▸ Required action
From the entries, copy each line that includes "shortened".

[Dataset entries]

========

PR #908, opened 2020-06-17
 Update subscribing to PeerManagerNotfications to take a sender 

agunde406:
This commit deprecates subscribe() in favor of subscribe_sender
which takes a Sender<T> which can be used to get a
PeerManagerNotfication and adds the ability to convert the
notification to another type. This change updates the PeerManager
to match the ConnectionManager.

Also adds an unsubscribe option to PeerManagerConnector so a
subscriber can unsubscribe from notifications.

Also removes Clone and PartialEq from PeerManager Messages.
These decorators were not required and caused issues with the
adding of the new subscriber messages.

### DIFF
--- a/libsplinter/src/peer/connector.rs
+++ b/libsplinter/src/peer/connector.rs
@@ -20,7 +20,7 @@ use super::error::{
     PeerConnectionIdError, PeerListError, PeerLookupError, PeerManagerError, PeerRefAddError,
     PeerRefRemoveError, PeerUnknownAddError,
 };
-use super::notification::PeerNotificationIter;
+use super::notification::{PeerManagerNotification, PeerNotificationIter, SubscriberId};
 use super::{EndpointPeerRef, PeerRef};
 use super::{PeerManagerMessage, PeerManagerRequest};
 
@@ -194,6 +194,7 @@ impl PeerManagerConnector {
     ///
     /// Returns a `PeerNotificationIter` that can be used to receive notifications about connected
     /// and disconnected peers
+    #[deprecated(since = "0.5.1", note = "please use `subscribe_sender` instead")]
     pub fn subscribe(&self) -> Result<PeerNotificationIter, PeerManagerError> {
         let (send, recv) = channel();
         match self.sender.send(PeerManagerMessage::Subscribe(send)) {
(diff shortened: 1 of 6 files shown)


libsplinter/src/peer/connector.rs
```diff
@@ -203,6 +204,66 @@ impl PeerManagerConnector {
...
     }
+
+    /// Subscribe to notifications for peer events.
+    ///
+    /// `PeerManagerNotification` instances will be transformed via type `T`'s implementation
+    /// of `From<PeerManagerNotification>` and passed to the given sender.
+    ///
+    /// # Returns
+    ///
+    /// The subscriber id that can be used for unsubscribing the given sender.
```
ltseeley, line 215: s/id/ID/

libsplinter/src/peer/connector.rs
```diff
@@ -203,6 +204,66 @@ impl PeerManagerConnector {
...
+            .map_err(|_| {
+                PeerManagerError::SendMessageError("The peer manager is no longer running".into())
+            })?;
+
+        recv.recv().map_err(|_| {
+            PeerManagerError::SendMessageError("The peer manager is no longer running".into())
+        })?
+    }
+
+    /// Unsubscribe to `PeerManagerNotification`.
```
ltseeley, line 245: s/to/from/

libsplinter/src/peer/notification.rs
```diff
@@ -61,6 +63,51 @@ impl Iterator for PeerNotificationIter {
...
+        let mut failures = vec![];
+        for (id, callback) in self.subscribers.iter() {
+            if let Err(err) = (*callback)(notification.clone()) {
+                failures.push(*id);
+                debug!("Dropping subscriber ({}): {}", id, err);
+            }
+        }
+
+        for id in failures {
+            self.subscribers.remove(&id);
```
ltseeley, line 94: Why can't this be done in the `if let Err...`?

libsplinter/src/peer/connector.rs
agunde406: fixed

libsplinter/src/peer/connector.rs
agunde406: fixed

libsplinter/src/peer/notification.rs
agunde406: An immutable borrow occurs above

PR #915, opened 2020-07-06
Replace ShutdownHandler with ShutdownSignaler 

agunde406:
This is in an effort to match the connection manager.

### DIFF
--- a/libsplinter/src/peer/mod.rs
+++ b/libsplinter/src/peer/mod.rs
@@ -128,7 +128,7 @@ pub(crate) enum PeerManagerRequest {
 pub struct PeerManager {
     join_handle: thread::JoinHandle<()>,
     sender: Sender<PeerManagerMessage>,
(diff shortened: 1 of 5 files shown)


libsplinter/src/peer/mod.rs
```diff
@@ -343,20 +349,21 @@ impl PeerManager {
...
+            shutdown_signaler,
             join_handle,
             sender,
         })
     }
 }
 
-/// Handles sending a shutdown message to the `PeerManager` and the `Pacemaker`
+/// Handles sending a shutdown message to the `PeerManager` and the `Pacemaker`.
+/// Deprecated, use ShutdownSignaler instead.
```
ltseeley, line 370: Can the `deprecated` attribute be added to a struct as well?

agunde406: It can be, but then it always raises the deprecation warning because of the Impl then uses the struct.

========

▸ Result for this task
(diff shortened: 1 of 6 files shown)
(diff shortened: 1 of 5 files shown)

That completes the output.